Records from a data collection
┌────────

PR #44044, opened 2026-06-11
fix(cli): accept configured MCP prefixed toolsets before discovery

thedavidweng:
## What does this PR do?

Fix the same class of false-positive MCP toolset validation across CLI, TUI, and oneshot (`-z`) startup paths.

Current `main` already suppresses the warning for bare MCP server names (`agentmail`, `notion`, etc.), but it still warns for the documented `mcp-<server>` spelling (`mcp-agentmail`, `mcp-notion`, etc.) before MCP discovery registers runtime toolsets. That causes startup warnings even when the user has configured MCP servers correctly in `config.yaml`.

This PR adds shared pre-discovery MCP toolset helpers and applies them consistently to the three startup validators so `mcp-<server>` is accepted when the underlying MCP server is configured (enabled or disabled), while genuinely unknown toolsets still warn.

Fixes #78102

## Related Issue

Related #41625
Related #23997
Related #29532
Related #5279

## Type of Change

- [x] 🐛 Bug fix (non-breaking change that fixes an issue)
- [ ] ✨ New feature (non-breaking change that adds functionality)
- [ ] 🔒 Security fix
- [ ] 📝 Documentation update
- [x] ✅ Tests (adding or improving test coverage)
- [ ] ♻️ Refactor (no behavior change)
- [ ] 🎯 New skill (bundled or hub)

## Changes Made

- Added shared MCP toolset helpers:
  - `hermes_cli/mcp_toolsets.py`
- Updated CLI startup validator to accept configured MCP prefixed toolsets before discovery:
  - `cli.py`
- Updated `-z` / oneshot validator to accept configured MCP prefixed toolsets before discovery:
  - `hermes_cli/oneshot.py`
- Updated TUI toolset loader to accept configured MCP prefixed toolsets before discovery:
  - `tui_gateway/server.py`
- Added regression tests:
  - `tests/cli/test_mcp_toolset_validation.py`
  - `tests/hermes_cli/test_tui_resume_flow.py`
  - `tests/test_tui_gateway_server.py`

## How to Test

1. Configure `mcp_servers` in `~/.hermes/config.yaml` with one or more servers.
2. Use `platform_toolsets` entries such as:
   - `mcp-agentmail`
   - `mcp-notion`
   - `mcp-notion-findit`
   - `mcp-tinyfish`
3. Start Hermes CLI / TUI / oneshot (`hermes -z`) and confirm no false:
   `Warning: Unknown toolsets: mcp-agentmail, mcp-notion, ...`
4. Run tests:
[...]

PR #98088, opened 2026-08-29
fix(mcp): reuse stdio watcher coroutine

Serph91P:
## Summary
- create the stdio child-watcher coroutine exactly once
- reuse that coroutine for awaitability validation and task scheduling
- prevent the discarded probe coroutine from emitting `RuntimeWarning: coroutine ... was never awaited`
- assert in the reconnect regression test that the watcher is constructed once

The MCP-prefixed pre-discovery validation changes were removed because they are already covered more broadly by #44044.

## Verification
- `uv run pytest -q tests/tools/test_mcp_stdio_fastfail_reconnect.py` (2 passed)
- `uv run pytest -q tests/tools/test_mcp*.py` (596 passed)
- `uv run ruff check tools/mcp_tool.py tests/tools/test_mcp_stdio_fastfail_reconnect.py`
- `git diff --check`

### DIFF
--- a/tests/tools/test_mcp_stdio_fastfail_reconnect.py
+++ b/tests/tools/test_mcp_stdio_fastfail_reconnect.py
@@ -110,8 +110,15 @@ def test_midcall_child_exit_signals_reconnect(monkeypatch, tmp_path):
         mcp_tool, "srv-midcall", _hanging_call, children_dead=lambda: False
     )
 
-    async def _watch_children():
-        return  # children die immediately → watcher resolves first
+    watch_calls = {"n": 0}
+
+    def _watch_children():
+        watch_calls["n"] += 1
+
+        async def _child_exit():
+            return  # children die immediately → watcher resolves first
+
+        return _child_exit()
 
     server._watch_stdio_children = _watch_children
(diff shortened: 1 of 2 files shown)


alt-glitch:

Duplicate of #44044 for the configured `mcp-<server>` pre-discovery validation repair; #44044 is the broader open implementation across startup validators. This PR also carries separate stdio watcher-warning cleanup, which should be preserved if work is consolidated.

Serph91P:
Thanks for flagging this. I removed the duplicate MCP-prefixed validation changes. This PR now contains only the independent stdio watcher coroutine cleanup; #44044 remains the implementation for pre-discovery validation.

teknium1:
Closing with credit — the leak this fixes landed on main via #100920 (fe3e5dcb9ef), carrying @loulanyue's earlier #96044 fix (Aug 27) with a different shape: the probe now uses `inspect.iscoroutinefunction(_watch_children)` instead of creating the coroutine once and reusing it. Same bug, same outcome (0 leaked coroutines, verified live). Thanks @Serph91P for the independent fix.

└────────

## Task prompt
The records above should be restated exactly, line for line.

## The completed task
PR #44044, opened 2026-06-11
fix(cli): accept configured MCP prefixed toolsets before discovery

thedavidweng:
## What does this PR do?

Fix the same class of false-positive MCP toolset validation across CLI, TUI, and oneshot (`-z`) startup paths.

Current `main` already suppresses the warning for bare MCP server names (`agentmail`, `notion`, etc.), but it still warns for the documented `mcp-<server>` spelling (`mcp-agentmail`, `mcp-notion`, etc.) before MCP discovery registers runtime toolsets. That causes startup warnings even when the user has configured MCP servers correctly in `config.yaml`.

This PR adds shared pre-discovery MCP toolset helpers and applies them consistently to the three startup validators so `mcp-<server>` is accepted when the underlying MCP server is configured (enabled or disabled), while genuinely unknown toolsets still warn.

Fixes #78102

## Related Issue

Related #41625
Related #23997
Related #29532
Related #5279

## Type of Change

- [x] 🐛 Bug fix (non-breaking change that fixes an issue)
- [ ] ✨ New feature (non-breaking change that adds functionality)
- [ ] 🔒 Security fix
- [ ] 📝 Documentation update
- [x] ✅ Tests (adding or improving test coverage)
- [ ] ♻️ Refactor (no behavior change)
- [ ] 🎯 New skill (bundled or hub)

## Changes Made

- Added shared MCP toolset helpers:
  - `hermes_cli/mcp_toolsets.py`
- Updated CLI startup validator to accept configured MCP prefixed toolsets before discovery:
  - `cli.py`
- Updated `-z` / oneshot validator to accept configured MCP prefixed toolsets before discovery:
  - `hermes_cli/oneshot.py`
- Updated TUI toolset loader to accept configured MCP prefixed toolsets before discovery:
  - `tui_gateway/server.py`
- Added regression tests:
  - `tests/cli/test_mcp_toolset_validation.py`
  - `tests/hermes_cli/test_tui_resume_flow.py`
  - `tests/test_tui_gateway_server.py`

## How to Test

1. Configure `mcp_servers` in `~/.hermes/config.yaml` with one or more servers.
2. Use `platform_toolsets` entries such as:
   - `mcp-agentmail`
   - `mcp-notion`
   - `mcp-notion-findit`
   - `mcp-tinyfish`
3. Start Hermes CLI / TUI / oneshot (`hermes -z`) and confirm no false:
   `Warning: Unknown toolsets: mcp-agentmail, mcp-notion, ...`
4. Run tests:
[...]

PR #98088, opened 2026-08-29
fix(mcp): reuse stdio watcher coroutine

Serph91P:
## Summary
- create the stdio child-watcher coroutine exactly once
- reuse that coroutine for awaitability validation and task scheduling
- prevent the discarded probe coroutine from emitting `RuntimeWarning: coroutine ... was never awaited`
- assert in the reconnect regression test that the watcher is constructed once

The MCP-prefixed pre-discovery validation changes were removed because they are already covered more broadly by #44044.

## Verification
- `uv run pytest -q tests/tools/test_mcp_stdio_fastfail_reconnect.py` (2 passed)
- `uv run pytest -q tests/tools/test_mcp*.py` (596 passed)
- `uv run ruff check tools/mcp_tool.py tests/tools/test_mcp_stdio_fastfail_reconnect.py`
- `git diff --check`

### DIFF
--- a/tests/tools/test_mcp_stdio_fastfail_reconnect.py
+++ b/tests/tools/test_mcp_stdio_fastfail_reconnect.py
@@ -110,8 +110,15 @@ def test_midcall_child_exit_signals_reconnect(monkeypatch, tmp_path):
         mcp_tool, "srv-midcall", _hanging_call, children_dead=lambda: False
     )
 
-    async def _watch_children():
-        return  # children die immediately → watcher resolves first
+    watch_calls = {"n": 0}
+
+    def _watch_children():
+        watch_calls["n"] += 1
+
+        async def _child_exit():
+            return  # children die immediately → watcher resolves first
+
+        return _child_exit()
 
     server._watch_stdio_children = _watch_children
(diff shortened: 1 of 2 files shown)


alt-glitch:

Duplicate of #44044 for the configured `mcp-<server>` pre-discovery validation repair; #44044 is the broader open implementation across startup validators. This PR also carries separate stdio watcher-warning cleanup, which should be preserved if work is consolidated.

Serph91P:
Thanks for flagging this. I removed the duplicate MCP-prefixed validation changes. This PR now contains only the independent stdio watcher coroutine cleanup; #44044 remains the implementation for pre-discovery validation.

teknium1:
Closing with credit — the leak this fixes landed on main via #100920 (fe3e5dcb9ef), carrying @loulanyue's earlier #96044 fix (Aug 27) with a different shape: the probe now uses `inspect.iscoroutinefunction(_watch_children)` instead of creating the coroutine once and reusing it. Same bug, same outcome (0 leaked coroutines, verified live). Thanks @Serph91P for the independent fix.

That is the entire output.